[Saved entries]
PR #1165, opened 2021-03-10
Add option to disable the MemoryManager

sporksmith:
Add option to disable the MemoryManager, and fix some bugs in the fallback memory-access paths.

* Fix buffer size requested in getdents and getdents64
* Add missing memory-flush after writing the `clear_child_tid` pointer

### DIFF
--- a/src/main/host/syscall_handler.c
+++ b/src/main/host/syscall_handler.c
@@ -50,6 +50,13 @@
 #define SYS_copy_file_range 326
 #endif
 
+static bool _useMM = true;
+OPTION_EXPERIMENTAL_ENTRY("disable-memory-manager", 0, G_OPTION_FLAG_REVERSE, G_OPTION_ARG_NONE,
+                          &_useMM,
+                          "Disable the MemoryManager. This can be useful for debugging, but will "
+                          "hurt performance in most cases.",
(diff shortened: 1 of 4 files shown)


src/main/host/syscall_handler.c
```diff
@@ -50,6 +50,12 @@
 #define SYS_copy_file_range 326
 #endif
 
+static bool _useMM = true;
+OPTION_EXPERIMENTAL_ENTRY("no-memory-manager", 0, G_OPTION_FLAG_REVERSE, G_OPTION_ARG_NONE, &_useMM,
```
robgjansen, line 54: FYI, I think Tor's options use the `--enable-XXX` and `--disable-XXX` format to enable and disable boolean features. Probably not worth changing here, since I don't think we use this consistently for the other options anyway.

robgjansen (approved):
👍  Thanks for the quick debugging help!

src/main/host/syscall_handler.c
sporksmith: Done.

I think one reason I previously went with integer types here is so that in case the default changes we don't need to change the flag. I suppose we could always just define both the `enable-X` and `disable-X` flags though.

> The problem
No line before the one with "quick debugging help!" belongs in the answer; copy that line and the rest of the records exactly.

> Response
👍  Thanks for the quick debugging help!

src/main/host/syscall_handler.c
sporksmith: Done.

I think one reason I previously went with integer types here is so that in case the default changes we don't need to change the flag. I suppose we could always just define both the `enable-X` and `disable-X` flags though.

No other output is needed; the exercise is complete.